SUMMARY/ABSTRACT The goal of the proposed research is to define and characterize the long double-stranded RNA (dsRNA) encoded and expressed in animals, including humans, and the proteins that bind, modify, and process this dsRNA. A key, health-related, focus is how this endogenous dsRNA is discriminated from the long viral dsRNA that is recognized as foreign to trigger an innate immune response. Recent studies show that in both vertebrates and invertebrates, the RNA editing enzymes called Adenosine deaminases that act on RNA, or ADARs, deaminate endogenous dsRNA so that it will not trigger an aberrant immune response. The mechanism by which ADARs, and the editing sites they create, preclude activation of an innate immune response is unclear, and the proposed research is designed to fill this gap in knowledge. Using genetic screens and molecular approaches, the model organism C. elegans will be used to discover RNAs and proteins that lead to an immune response in strains lacking ADARs; biochemical approaches will be used to provide in-depth mechanistic insights. While mammals use the interferon pathway to mount an antiviral response, invertebrates lack this pathway, and instead, use RNA interference (RNAi) in antiviral defense. The enzyme Dicer is key to the antiviral RNAi pathway and is essential for cleaving viral dsRNA during the invertebrate immune response. Our prior in vitro studies indicate Dicer's helicase domain recognizes the ends of viral dsRNA as “nonself”, or foreign, and the proposed studies are designed to test this in vivo. The helicase domain of invertebrate Dicers is a fascinating molecular motor, and biochemistry, transient kinetic analyses, and structural biology, will be used to understand how it coordinates dsRNA cleavage, and ultimately passes small RNA products to downstream factors that enable gene silencing by the RNAi pathway. Modulation of Dicer's activity by accessory factors that interact with the helicase domain will be investigated. Differences in activities of the helicase domain of human Dicer and invertebrate Dicers will be explored to understand how this enzyme evolved as the immune pathways of vertebrates and invertebrates diverged.

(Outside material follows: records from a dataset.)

PR #73, opened 2020-05-22
Add niceIncrement option on Linux

addaleax:
The OS restriction is due to the fact that macOS does not provide
per-thread priority values.

### DIFF
--- a/test/nice.ts
+++ b/test/nice.ts
@@ -1,0 +1,31 @@
+import Piscina from '..';
+import { resolve } from 'path';
+import { test } from 'tap';
+
+test('can set niceness for threads on Linux', {
+  skip: process.platform !== 'linux'
+}, async ({ is }) => {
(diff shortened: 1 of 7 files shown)


mcollina:
nice!

test/nice.ts
```diff
@@ -0,0 +1,31 @@
...
+  // @ts-ignore
+  const currentNiceness = (await import('nice-napi')).default(0);
+  const result = await worker.runTask('require("nice-napi")()');
+
+  // niceness is capped to 19 on Linux.
+  const expected = Math.min(currentNiceness + 5, 19);
+  is(result, expected);
+});
+
+test('setting niceness never odes anything bad', async ({ is }) => {
```
jasnell, line 23:
```suggestion
test('setting niceness never does anything bad', async ({ is }) => {
```

PR #77, opened 2020-05-26
Use once listener for abort event

jasnell:
There's no reason to keep the listener around.

### DIFF
--- a/src/index.ts
+++ b/src/index.ts
@@ -53,7 +53,6 @@ interface AbortSignalEventTarget {
   aborted? : boolean;
 }
 interface AbortSignalEventEmitter {
-  on : (name : 'abort', listener : () => void) => void;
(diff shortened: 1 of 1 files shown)


src/index.ts
```diff
@@ -41,19 +41,27 @@ const cpuCount : number = (() => {
...
 interface AbortSignalEventTarget {
-  addEventListener : (name : 'abort', listener : () => void) => void;
+  addEventListener : (
+    name : 'abort',
+    listener : () => void,
+    options? : AbortSignalEventTargetAddOptions) => void;
   aborted? : boolean;
 }
 interface AbortSignalEventEmitter {
   on : (name : 'abort', listener : () => void) => void;
```
addaleax, line 56:
```suggestion
```

PR #86, opened 2020-07-05
Prefer loading as CJS before attempting ESM

### LINKED ISSUE #85: Warnings about experimental ESM module loader while CommonJS is used
Hi,

I was trying to use Piscina in production and I've used CommonJS for all my code, including worker.

Basically, my worker looks like this:
```javascript
async function initialize() {
    return (action) => {
         // do something cpu-intensive here, based on action received
    }
}
module.exports = initialize();
```

Each time the worker starts, I am getting a message in the console:
```
(node:94710) ExperimentalWarning: The ESM module loader is experimental.
```

That unfortunate, because it is polluting logs and is not in a json format which is the format of my app logger (I use Fastify with Pino).

Is it possible to check is file is written in CommonJS format and use `require` instead of `import` to load worker code?
Or maybe use `require` when file extension is `cjs` (taking into account package type if any?) ?

addaleax:
Use the CJS loader first and only load using ESM if that hasn’t worked.

This works around a feature warning for ESM on Node v12.x.

Fixes: https://github.com/piscinajs/piscina/issues/85

### DIFF
--- a/src/worker.ts
+++ b/src/worker.ts
@@ -21,9 +21,16 @@ let useAtomics : boolean = true;
 
 // Get `import(x)` as a function that isn't transpiled to `require(x)` by
 // TypeScript for dual ESM/CJS support.
-const importESM : (specifier : string) => Promise<any> =
-  // eslint-disable-next-line no-eval
-  eval('(specifier) => import(specifier)');
+// Load this lazily, so that there is no warning about the ESM loader being
+// experimental (on Node v12.x) until we actually try to use it.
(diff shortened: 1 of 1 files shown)


jasnell (approved):
@addaleax ... are there any semver-major ramifications on this?

addaleax:
@jasnell I think it might technically lead to different results if `"exports"` in `package.json` contains different implementations for `"require"` and `"import"`. However, that is rare in practice, and would be considered bad practice anyway.

PR #94, opened 2020-11-04
Update dependencies, add trackUnmanagedFds

jasnell:
Ping @addaleax ... can you take a look at the typescript type fixes in this to see if they make sense.

This will be a semver-major update given the dependency updates.

### DIFF
--- a/package.json
+++ b/package.json
@@ -32,21 +32,22 @@
   ],
   "license": "MIT",
   "devDependencies": {
-    "@types/node": "^14.0.19",
-    "@typescript-eslint/eslint-plugin": "^3.6.0",
-    "@typescript-eslint/parser": "^3.6.0",
+    "@types/node": "^14.14.6",
+    "@typescript-eslint/eslint-plugin": "^4.6.1",
+    "@typescript-eslint/parser": "^4.6.1",
     "abort-controller": "^3.0.0",
     "concat-stream": "^2.0.0",
-    "gen-esm-wrapper": "^1.0.6",
-    "snazzy": "^8.0.0",
-    "standardx": "^5.0.0",
-    "tap": "^14.10.7",
-    "typescript": "^3.9.6"
+    "gen-esm-wrapper": "^1.1.0",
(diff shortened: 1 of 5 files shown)


src/index.ts
```diff
@@ -981,7 +993,7 @@ class Piscina extends EventEmitterAsyncResource {
     return Piscina;
   }
 
-  static move (val : Transferable | TransferListItem | ArrayBufferView) {
+  static move (val : Transferable | TransferListItem | ArrayBufferView | ArrayBuffer | MessagePort) {
```
addaleax, line 996: These two should already have been captured through `TransferListItem`, I think?

addaleax (dismissed):

src/index.ts
jasnell: I thought they would too but they weren't in local testing. Not sure why exactly

mcollina (dismissed):
lgtm

package.json
```diff
@@ -32,21 +32,22 @@
...
+    "tap": "^14.10.8",
+    "typescript": "^4.0.5"
   },
   "dependencies": {
     "eventemitter-asyncresource": "^1.0.0",
-    "hdr-histogram-js": "^1.2.0",
-    "hdr-histogram-percentiles-obj": "^2.0.1"
+    "hdr-histogram-js": "^2.0.1",
+    "hdr-histogram-percentiles-obj": "^3.0.0",
+    "nice-napi": "^1.0.2"
```
eduardomourar: i believe this should be moved to the devDependencies

package.json
```diff
@@ -32,21 +32,22 @@
...
   },
   "optionalDependencies": {
```
eduardomourar, line 51: i have created PR #96 making `nice-napi` an optional peer dependency and it would be nice if those changes can be incorporated here

package.json
eduardomourar: or removed if using peer dependency approach

jasnell: good catch.. will get that updated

摘要/摘要 拟议研究的目标是定义和表征长双链 RNA (dsRNA) 编码的 并在包括人类在内的动物中表达，以及结合、修饰和加工该 dsRNA A key 的蛋白质。 与健康相关，重点是如何将这种内源性 dsRNA 与已识别的长病毒 dsRNA 区分开来 最近的研究表明，在脊椎动物和无脊椎动物中， RNA 编辑酶（称为腺苷脱氨酶）作用于 RNA（或 ADAR），使内源性脱氨 dsRNA，使其不会触发异常的免疫反应 ADAR 的机制以及编辑。 他们创建的位点，阻止先天免疫反应的激活尚不清楚，拟议的研究是 旨在利用遗传筛选和分子方法填补这一知识空白，模型生物 C. 线虫将被用来发现 RNA 和蛋白质，从而在缺乏 ADAR 的菌株中产生免疫反应； 当哺乳动物使用干扰素时，生化方法将用于提供深入的机制见解。 产生抗病毒反应的途径，无脊椎动物缺乏该途径，而是使用 RNA 干扰 (RNAi) 抗病毒防御中的酶 Dicer 是抗病毒 RNAi 途径的关键，对于裂解至关重要。 我们之前的体外研究表明 Dicer 的解旋酶结构域。 将病毒 dsRNA 的末端识别为“非自身”或外源，拟议的研究旨在测试这一点 无脊椎动物 Dicers 的解旋酶结构域是一种令人着迷的分子马达，并且在生物化学中是短暂的。 动力学分析和结构生物学将用于了解它如何协调 dsRNA 切割，以及 最终将小RNA产物传递给下游因子，从而通过RNAi途径实现基因沉默。 将研究与解旋酶结构域相互作用的辅助因子对 Dicer 活性的调节。 将探索人类 Dicer 和无脊椎动物 Dicer 解旋酶结构域活性的差异 了解这种酶如何随着脊椎动物和无脊椎动物的免疫途径的分歧而进化。